A site-specific performative installation, re-created for each new location, interacting with the architecture of the building; and transcending its past, present and future functions
In 2013 Heine Avdal and Yukiko Shinozaki renamed their Brussels-based company
fieldworks to reflect their increasing interest in location-specific work. Their inventive interactive productions examine the functions and meaning of the spaces we encounter, in performance and in everyday life. The relationships of tension between the body, objects, space, and movement are central to all of their creations, which experiment with various modes of interaction between people and their environment. How does a space produce or affect movement? And how does movement, in turn, produce or affect space?
fieldworks’ performances animate places and objects to examine the kind of archives (memory, history) a space, movement, and the body might hold or represent.
carry on is the latest iteration in a series of works
, which began with
distant voices in 2014, evolved into the installation-performance versions of
carry on presented in the lobbies of Spiral Hall in Tokyo, Japan, and M Museum in Leuven, Belgium, in 2015, and now continues in this, radically site-specific format, entirely refigured for every new location where it takes place. This history/process speaks to the way in which movement, choreographic strategies, modes of creation or collaboration, fascinations, concerns, and other “material,” in dance, is carried over, from one presentation or event to the next, and takes on different forms and guises along the way.
carry on is indeed concerned with transformation on different levels. For this project, of which several versions were developed since Leuven (2015), Avdal and Shinozaki work in places that are in the process of transition, or will be transformed in the near future.

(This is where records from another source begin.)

Issue #564, opened 2023-03-03
Cluttered imported React hook names


ArtemyB:
Here are the examples of React hook calls currently (`Feliz v2.4.1`, but I remember the case take place all my `Feliz` usage): `useReact_useCallback_1CA17B65`, `useReact_useMemo_10C6A43C` and so on. Firstly, That doesn't look pretty. And in practice it affects React Dev Tools user experience. Secondly, there is actual JS-code being produced in Feliz bundle, e.g. from `fable_modules/Feliz.2.4.1/React.fs.js`:
```js
export function useReact_useMemo_10C6A43C(createFunction, dependencies) {
    const arg_1 = defaultArg(dependencies, []);
    return Interop_reactApi.useMemo(createFunction, arg_1);
}
// and so on for the rest of the bindings
```

As I understand, this would not have happened if the containing [`React` type](https://github.com/Zaid-Ajaj/Feliz/blob/a0fca744c584596728ccf8971a57de2ba9471ef2/Feliz/React.fs#L59) had `Erase` attribute (to be erased by Fable). However it will work only when all of the type members are `inline`. And now I see that alongside the `inline` "pure" imports [`React`](https://github.com/Zaid-Ajaj/Feliz/blob/a0fca744c584596728ccf8971a57de2ba9471ef2/Feliz/React.fs#L59) type contains:
- non-`inline` members that in fact could be made `inline` because of being "pure" imports);
- non-`inline` members and even custom hooks with the actual logic (`createDisposable`, `useEffectOnce`, `useCallbackRef`, `useCancellationToken`) that couldn't be simply marked `inline` while being defined directly in the `React` type as they're now. However I see the solution in moving all these custom hooks to a separate module/non-erased type and then calling them from the `inline` members of `React` type -- so that there should be no critical changes from the F# API perspective.
P.S. Also `Hook` attribute should be removed from all these hook-members when the `React` type is erased.

The solution doesn't seems to require a lot of work, if it is actually correct -- haven't tried anything yet, just made assumptions based on my previous experience. Decided to ask for other opinions and expertise here before doing something 🙂

Zaid-Ajaj:
Hi @ArtemyB I understand the generated JS is not ideal by Feliz, however sometimes it is not possible to inline members. I don't remember the exact reasons why some hooks aren't being inlined. That said, a PR would be really appreciated that includes these improvements 🙏

PR #591, opened 2023-12-24
Refactor React hooks and APIs F# API to improve the transpilation output

ArtemyB:
Solves #564

I haven't changed any publicly oriented F# API, i.e., module, type and function names are preserved. The only change kind of affects the public API is switching `Feliz.ReactInterop` and `Feliz.Internal` access modifiers to public , whereas, I suppose, they're not intended to be a part of the public F# API. But otherwise their functions cannot be referenced from the public inline functions of the `React` type that is an implied public API.

Furthermore, I haven't run any automated tests yet (don't know if they're up-to-date, actually). However, I've tried the new version with one of my projects that uses many of the APIs, and I haven't noticed any problems so far. At the same time, the hooks summary in the React Developer Tools did improved, i.e., there's no more entries with names like `useReact_useMemo_...` and with redundant nested hooks. Instead, there are clear hooks as they were written manually in JS.

The changes description:

- Move `Feliz.DateParsing`, `Feliz.Helpers`, `Feliz.ReactInterop` modules to separate files.
- Convert `Feliz.Internal` internal type into a module and move it to a separate file. Make the module public to allow its definitions being called from the public `React` type's inline members.
- Adjust `useEffect` method definition in `Feliz.ReactApi.IReactApi` interface.
- Change `ReactInterop` binding definitions to the attribute-based to ensure the correct import statements generated by Fable (otherwise, the path to "ReactInterop.js" will be relative to the "Feliz" package root and not to the root of the referencing site).
- Make `Feliz.Helpers.optDispose` function not inline - to reduce the amount of Feliz transpiled code.
- Make all the members of `Feliz.React` type inline, and for those that contain some custom logic (beyond the trivial bindings) move the logic into the separate functions of the `Feliz.Internal` module. This way, the `React` type won't be present in the transpiled code.
- Switch `Feliz.ReactInterop`  module access modifier from `internal` to `public` to allow its definitions being called from the public `React` type's inline members.

### DIFF
--- a/Feliz/DateParsing.fs
+++ b/Feliz/DateParsing.fs
@@ -1,0 +1,52 @@
+﻿module [<RequireQualifiedAccess>] Feliz.DateParsing
+
+open System
+
+let (|Between|_|) (x: int) (y: int) (input: int) =
+    if input >= x && input <= y
+    then Some()
+    else None
+let isLeapYear (year: int) = DateTime.IsLeapYear(year)
+
+let (|Int|_|) (input: string) =
+    try (Some (int input))
+    with _ -> None
+/// <summary>Parses a specific yyyy-MM-dd or yyyy-MM-ddTHH:mm date format that comes out of an input element with type="date"</summary>
+let parse (input: string) : Option<DateTime> =
+    try
+        if String.IsNullOrWhiteSpace input then None
+        else
+        let parts = input.Split('-')
+        let year, month, day, hour, minute =
+            match parts with
+            | [| Int year; Int month |] -> year, month, 1, 0, 0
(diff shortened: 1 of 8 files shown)


Zaid-Ajaj:
Thanks a lot @ArtemyB for the this change, it looks reasonable to me. I'll merge and publish sometime this week 🙏

Zaid-Ajaj:
Actually never mind, since this is a beta build, I've merged and published it as of 2.8.0-beta.0 🚀 please take it for a spin and if there are no problems we can publish a proper v2.8.0 version sometime soon 😄 thanks again for the PR 🙏

ArtemyB:
Great, thanks 👍 Then I'll continue using it on my projects and observe 👀

PR #1418, opened 2022-10-11
Add Product quantity on Field_Product

### LINKED ISSUE #1417: Include Quantity Value in Individual Product Fields when no linked Quantity Field included
**Description**
When Products are ungrouped (either with code or the Core Booster add-on), the Product field does not ever include the Quantity selected by the user. This is problematic if a separate Quantity field isn't added to the form as the PDF will only show the selected product and price, but not quantity.

jestonihpi:
## Description
Added the product quantity to Non Grouped products. If the Product's quantity field is disabled, the quantity should not display on the pdf, same goes to Product with linked quantity field.

#1417 
## Testing instructions

- Create a form with and assigned it to any core templates.
- Create 3 product fields: ( Default, Disabled product quantity and a Product with a Quantity field linked into it)
- Make sure you have Core Booster installed and set the Product grouping to none.
- Test if Default will show the quantity and the other two should not show the quantities.

## Screenshots 
image

## Checklist:
- [x] I've tested the code.


src/Helper/Fields/Field_Product.php
```diff
@@ -62,7 +62,7 @@ public function html( $value = '', $label = true ) {
 			if ( in_array( $this->field->get_input_type(), [ 'radio', 'select' ], true ) ) {
 				$html .= Kses::parse( $value['name'] . ' - ' . $value['price'] );
 			} else {
-				$html .= esc_html( $value['price'] );
+				$html .= esc_html( $value['price'] ) . ' (' . $value['quantity'] . ' ' . __( 'Qty', 'gravity-forms-pdf-extended' ) . ') ';
```
jakejackson1: @jestonihpi couple things here:

1. The quantity should not be included in the output if there is a quantity field in the form that links to this product. Otherwise the PDF will display the quantity twice (one in the Product field and once in the Quantity field). 

2. The quantity should not be included in the output if the quantity has been disabled in the Product field

3. The new string you added needs to go _inside_ the `esc_html()` function.

jakejackson1 (changes requested):
@jestonihpi left you some notes.

src/Helper/Fields/Field_Product.php
jestonihpi: Copy  @jakejackson1 , thanks!

jestonihpi:
This PR is now ready for review @jakejackson1. Thanks!

jakejackson1:
@jestonisumande I've kind of co-opted this PR to better handle the display of individual Pricing fields in the PDF. The changes make it much clearer exactly how much an individual product (+ options) costs when ungrouped from the Product Table. 

[Individual Pricing.pdf](https://github.com/GravityPDF/gravity-pdf/files/10151163/Individual.Pricing.pdf)

Unit tests will need to be written to verify the accuracy of the output. But this could use another test of eyes and thorough testing against a range of forms + pricing fields to check the validity of the output.

jakejackson1:
@jestonihpi we should also include the discount amount in the PDF when displaying an individual Coupon Code `-£ 4.00 (COUPON)`, instead of only displaying the coupon name `COUPON`.

jestonihpi:
Copy @jakejackson1.

jestonihpi:
If you have the time @jakejackson1, can you review this PR as well? Thanks!

src/Helper/Fields/Field_Products.php
```diff
@@ -318,13 +318,15 @@ public function value() {
 
 				/* Store product in $form_array array */
 				$form_array['products'][ $id ] = [
```
jakejackson1, line 320: @jestonihpi revert this formatting change. It isn't relevant to your PR.

src/Helper/Fields/Field_Coupon.php
```diff
@@ -60,7 +60,7 @@ public function __construct( $field, $entry, Helper_Abstract_Form $gform, Helper
 	 * @since 4.0
 	 */
 	public function html( $value = '', $label = true ) {
-		$value = $this->value();
+		$value = $this->field->get_value_export( $this->entry );
```
jakejackson1, line 63: @jestonihpi how difficult would it be to use this format for the discount code: `Label (Code): -$1.50`

Currently it uses this format: `Label (Code: -$1.50)`, which looks weird.

jakejackson1 (changes requested):
@jestonihpi looking good.

src/Helper/Fields/Field_Products.php
jestonihpi: I have added these data on form_array Jake for the quantity display changes.

PR #1428, opened 2022-11-09
Allow a maximum of 8 User-Defined CSS Classes in Core Template

### LINKED ISSUE #1425: Only allow a maximum of 8 User-Defined CSS Classes in Core Templates
**Description**
[There is a significant memory problem in mPDF when a HTML tag has a lot of classes](https://github.com/mpdf/mpdf/issues/1753). To reduce the risk of this occurring in Gravity PDF we should [limit the `$field->cssClass` property to a maximum of 10 classes](https://github.com/GravityPDF/gravity-pdf/blob/development/src/Helper/Helper_Abstract_Fields.php#L348).

**Step To Reproduce**
1. Add 25 unique classes to the Custom CSS Class setting in a field in the Form Editor
2. Setup a Core template on the form
3. Attempt to view the PDF
4. Get memory exhausted error

**Expected behavior**
The PDF to generate without any errors

**Additional context**
Per the issue upstream in mPDF, there isn't a simple fix to this problem. The only workaround I can think of at the moment is to try limit the number of CSS classes that are added to a HTML tag.

jestonihpi:
This PR set a limited amount of custom CSS per field in PDF generation. We still process the PDF but were going to ignore the rest of these custom CSS and log the "excluded" along side with its field information.

WIP - Unit test
## Description

#1425 

## Testing instructions

In the Form field settings, add 8 or more user defined CSS class. 
Check the PDF's html (?html=1) to see if limits the classes.

## Screenshots 
image
image

## Checklist:
- [x] I've tested the code.

### DIFF
--- a/src/Helper/Helper_Abstract_Fields.php
+++ b/src/Helper/Helper_Abstract_Fields.php
@@ -345,7 +345,7 @@ abstract class Helper_Abstract_Fields {
 		$label = esc_html( $this->get_label() );
 		$type  = $this->field->get_input_type();
 
-		$html = '<div id="' . esc_attr( 'field-' . $this->field->id ) . '" class="gfpdf-field ' . esc_attr( 'gfpdf-' . $type ) . ' ' . esc_attr( $this->field->cssClass ) . '">
+		$html = '<div id="' . esc_attr( 'field-' . $this->field->id ) . '" class="gfpdf-field ' . esc_attr( 'gfpdf-' . $type ) . ' ' . esc_attr( $this->get_field_classes() ) . '">
 					<div class="inner-container">';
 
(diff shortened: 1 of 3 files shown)


jestonihpi:
Hi @jakejackson1, I have added the unit test for this pr and updated the logic of the get_field_classes method.

jakejackson1:
@jestonihpi ah, I see the logger isn't available in this class directly. Because of the extra verbosity required to log messages here, I think we should just remove it and silently drop and additional classes after #8. That should condense this new method down to a line or two. 

Also, this would be for Gravity PDF 6.5.2 and the `@version` docblock should be updated accordingly.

After spending time with the site, observing and unraveling the characteristics of the building, its architecture, structure, regular uses, occupants, and history, the artists begin to transform it into a fascinating alternative version of itself. To set the location in motion, they stage a series of subtle, playful scenes and imaginative interventions in its rooms, corridors, obscure hidden corners, and surrounding outside spaces.
In small groups, spectators/participants are guided through the building by a small black cube. This cube, too, is in transit: it travels through the site and, as a magical object of sorts, transforms throughout the performance. It is passed on, from one performer to the next, taking us along for its fascinating ride. The cube pops up in unlikely places and variously steers our focus, actions, and movements. It forces us to zoom in on strange details, and on the visible traces of the building’s past and present uses. It also alerts us to what remains invisible, or what Avdal and Shinozaki call “the presence of absence.”
In addition, this tiny cube – which is also an incarnation of the large white cubes that were animated by the performers to form a kind of living sculpture in
distant voices – regularly changes size, and even multiplies. In the course of the performance, it continues to catch us off guard, constantly changing our perspective, on the architecture and what is occurring in it. It becomes an art object, part of the story of the building, as well as the narrator of a story of its own. Multiple narratives intersect in this performance, in which a series of three-dimensional white cardboard letters, small handwritten notes, as well as the bits of text and other markings already present in the location, also play a part, and offer clues, signs, and indications for reading the action and the spaces.
As the journey continues, spectators/participants are made to question what they know about the place, and encouraged to unravel its rules and codes. In the process, we become acutely aware of our surroundings and of our own movements. Not only do we start to read the place differently, we are also made to reconsider our own behavior, habits, and ways of looking.
Sara Jansen (April 2018)
Since its premiere in 2015 at
Spiral Hall in Tokyo, Japan, new versions were developed for
M Museum in Leuven, Belgium (2015),
Rucka Artist Residency Centre in Rucka, Latvia (2016),
PACT Zollverein in Essen, Germany (2016),
Sentralbadet in Bergen, Norway (2016),
Tou Scene in Stavanger, Norway (2018),
Teateret in Kristiansand, Norway (2018),
Bankplassen in Oslo, Norway (2019) and The Central Finland Exhibition at Jyvaskyla Art Museum (2021). Currently new versions of
carry on are being made for the historical Riga Circus building and the Hong Kong Arts Festival.